A short while later, as news came that Indigenous rights activist Leonard Peltier’s sentence had been commuted by Joe Biden in his waning minutes of presidential power, cheers erupted throughout the crowd. 

“To honor Dr. King and Caesar Chavez and Leonard Peltier—and all the leaders that have come before us—let’s build deep solidarity and a movement committed to advancing the rights of all of us,” Ms.

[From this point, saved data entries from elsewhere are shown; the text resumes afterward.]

PR #59, opened 2025-07-16
Add partial tile cleanup utility, fixes #1

### LINKED ISSUE #1: Clean up old staging and partial tiles from object backend
Add instructions for setting up a [cron trigger](https://developers.cloudflare.com/workers/configuration/cron-triggers/) or [object lifecycle rule](https://developers.cloudflare.com/r2/buckets/object-lifecycles/) to clean up old staging bundles and partial tiles where the corresponding full tile exists (e.g, `tile/data/001.p` can be deleted when `tile/data/001` exists).

lukevalenta:
The tlog-tiles and static-ct-api specs allow partial tiles to be deleted
when the corresponding full tile is available. This helps to reduce R2
storage costs, but will incur extra cost for the R2 list and delete
operations.

- Add a `Cleaner` Durable Object, which iterates over a log and for each
  full tile available in the public bucket, lists and deletes any
  corresponding partial tiles. The cleaner tracks subrequests to prevent
  an alarm from exceeding the 1000 subrequests limit per invocation.
- (bonus) Lays the groundwork for implementing a tlog-witness or
  tlog-mirror as a service that periodically updates based on a target
  log's latest checkpoint.

Other changes:
- Update to worker 0.6.1 for R2 `delete_multiple` support and
  `PartialEq` support for  ObjectIds.
- Move more Durable Object intialization logic from the MTC and CT
  applications to the `generic_log_worker` crate to deduplicate code.
- Fix tree time metric to seconds.

### DIFF
--- a/crates/ct_worker/config.schema.json
+++ b/crates/ct_worker/config.schema.json
@@ -112,7 +112,7 @@
                         "enable_ccadb_roots": {
                             "type": "boolean",
                             "default": true,
-                            "description": "Enables loading root store trusted roots from the CCADB list, in addition to any roots configured in `roots.<env>.pem`. If enabled, requires a KV namespace with the binding `ccadb_roots` to be configured in `wrangler.jsonc`, as well as a cron trigger so that the CCADB list auto-updates."
+                            "description": "Enables loading root store trusted roots from the CCADB list, in addition to any roots configured in `roots.<env>.pem`. If enabled, requires a KV namespace with the binding `ccadb_roots` to be configured in `wrangler.jsonc`, as well as a cron trigger so that the CCADB list auto-updates. The CCADB cron job only ever appends roots to the list, but manual changes can be made if necessary."
                         },
                         "clean_interval_secs": {
                             "type": "integer",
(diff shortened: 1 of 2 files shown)


crates/ct_worker/config.schema.json
```diff
@@ -113,6 +113,12 @@
                             "type": "boolean",
                             "default": true,
                             "description": "Enables loading root store trusted roots from the CCADB list, in addition to any roots configured in `roots.<env>.pem`. If enabled, requires a KV namespace with the binding `ccadb_roots` to be configured in `wrangler.jsonc`, as well as a cron trigger so that the CCADB list auto-updates."
+                        },
+                        "clean_interval_secs": {
+                            "type": "integer",
+                            "minimum": 1,
+                            "default": 60,
+                            "description": "How long to wait in between runs of the partial tile cleaner. For static CT, the cleaner can clean 498 tiles (127,488 entries) per run before hitting the Workers limit of 1000 subrequests, so the default of once every 60 seconds should keep up with a log that grows at 2000 entries/second."
```
bwesterb, line 121: How will we figure out if this is misconfigured / not keeping up?

bwesterb (approved):

crates/ct_worker/config.schema.json
lukevalenta: The cleaner prints logs every time it runs that include the 'cleaned size' (current progress) along with the largest known checkpoint size (which could be stale), so looking at the logs it's clear if the cleaner is keeping up.

It would probably be good to convert these to prometheus metrics in the future so it can be part of regular operational monitoring (but worst case, we just have extra files in R2 so it's not a big deal). I filed #75 to track.

PR #62, opened 2025-07-17
Update to worker 0.6.0, addressing breaking changes

lukevalenta:
- Durable Object methods no longer take a mutable reference, so we need to use interior mutability (RefCell) to update state, as recommended by the workers-rs maintainers. The tricky part is avoiding passing a borrowed Ref to an async function, as that could cause a panic if, for example, a concurrent async operation attempts to borrow an already-mutably-borrowed value.
- To simplify the above change, remove the Option wrapper from the GenericSequencer's 'sequence_state' field. Instead of loading the sequencer state just-in-time for the first sequencing, load it during the DO initialization (which happens after the first fetch or alarm). Similarly, when there is a fatal sequencing error requiring reloading the sequence state, load the state right away rather than waiting for the next sequencing.

### DIFF
--- a/Cargo.lock
+++ b/Cargo.lock
@@ -208,9 +208,9 @@ dependencies = [
 
 [[package]]
 name = "cfg-if"
-version = "1.0.0"
+version = "1.0.1"
 source = "registry+https://github.com/rust-lang/crates.io-index"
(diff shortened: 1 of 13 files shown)


lukevalenta:
@rozbb fyi

bwesterb (approved):

PR #63, opened 2025-07-17
Make inclusion proof not depend on sequencer, fixes #61

### LINKED ISSUE #61: Make inclusion proof endpoint not depend on sequencer

lukevalenta:
- Remove sequencer as dependency for inclusion proofs, as all that is needed is the log config and R2 bucket.
- Add load_origin and load_checkpoint_signer helper functions.

We can extend this functionality to generate subtree inclusion proofs with https://github.com/cloudflare/azul/issues/64.


lukevalenta:
@rozbb fyi on this one as well

PR #72, opened 2025-07-24
Add ability to automatically fetch roots from CCADB, fixes #65

### LINKED ISSUE #65: Add ability to automatically fetch roots from CCADB
Similar to [sunlights implementation](https://github.com/FiloSottile/sunlight/blob/main/cmd/sunlight/roots.go), add the ability to automatically fetch roots from CCADB.

Currently, accepted roots are embedded in the worker binary. Two approaches to automatically add new roots from CCADB are as follows:

1) Run a script offline to manually regenerate the roots and then manually redeploy the worker with the new roots.
2) (Re-)add the ability for the log to load roots from Workers KV, and have a cron job periodically check for CCADB updates. This approach has more moving parts, but seems like the better long-term plan to reduce maintenance burden.

lukevalenta:
- Add a cron job that once a day fetches roots from CCADB that are included in root stores and saves them into per-log root files (only appending certs for each log shard, but never removing them). This is similar to the sunlight implementation.
- Add config flag (enabled by default) to specify if a log will attempt to load its roots from the CCADB roots file in Workers KV.
- Remove roots.default.pem and require per-environment roots files to exist (although they can be empty). These can be used to add additional accepted roots on top of the CCADB list, for instance, to allow test/staging CAs to submit log entries.
- Add more functionality to x509util::CertPool to support adding and checking inclusion of certs in an existing CertPool.


crates/ct_worker/README.md
```diff
@@ -150,7 +150,7 @@ Follow these instructions to deploy to a custom domain, suitable for running a p
 
 1.  Create a file `config.${ENV}.json` with the configuration for the log shards.
 
-1.  (Optional) Create a file `roots.${ENV}.pem` with any custom accepted roots for the log shards. By default, `roots.default.pem` will be used. All logs shards deployed within the same Worker script use the same set of roots. Roots can be updated later.
+1.  (Optional) Create a file `roots.${ENV}.pem` with any custom accepted roots for the log shards, in PEM format. If `enable_ccadb_roots` is set to true, these roots are used in addition to roots auto-pulled from the CCADB list. If `enable_ccadb_roots` is set to false for any logs in the deployment, `roots.${ENV}.pem` is required to exist and contain at least one certificate. All logs shards deployed within the same Worker script use the same set of additional roots. Roots can be updated later, but roots should generally not be removed once added.
```
bwesterb, line 153: What if a root is added to CCADB, then removed, and then the server restarts?

crates/ct_worker/src/ccadb_roots_cron.rs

Perez said. “All of us who have been affected by colonization, racism and economic exploitation.” 

Holiday traffic halted briefly as the mostly-white demonstrators made their silent procession from Toby’s Feed Barn to the Giacomini Wetlands, carrying hand-painted signs that read “Protect Immigrant Families—Our Friends and Neighbors,” “Las Familias Merecen Estar Unidas” and “Solidaridad!” Placards with the unifying slogan, “Standing Together/Una Comunidad Unida,” dotted the crowd. 

Organizers from West Marin Community Services, who also led a silent walk on Inauguration Day in 2017, have revived a hotline launched during that era, where callers can confidentially report the presence of Immigration and Customs Enforcement officers. Dispatchers then mobilize a team of volunteers to verify its validity and, if an incident is confirmed, an immediate response group is activated to provide critical support to the affected family.

In the wetlands, the crunch of gravel underfoot gave way to the hush of grass as more than 100 people formed a circle in an open field, standing shoulder to shoulder under a scorching January sun. 

Led by Carlos Porrata and Claire Peaslee, they passed around an eagle feather as a talking stick, each participant sharing the things they cherish and want to protect: “Biodiversity on planet earth;” “imagination, possibility and creative problem-solving;” “truth and love;” “these wetlands;” “un corazón, una familia, y una comunidad;” “recognition for my people;” “Land Back and reduce the wealth gap;” “intact families;” “no one is free until we are all free;” “realization that we are all relatives;” “recognition that we are all one with the creator;” “connection beyond today;” “children, cubs, saplings, sprouts, fledglings;” “comunidad unida nunca puede ser destruida.” 

Meanwhile, nearly 3,000 miles away in the Capitol rotunda, President Trump made some decidedly un-MLK-like remarks while delivering a forbidding 29-minute inaugural address laced with the same nativist rhetoric that defined his campaign.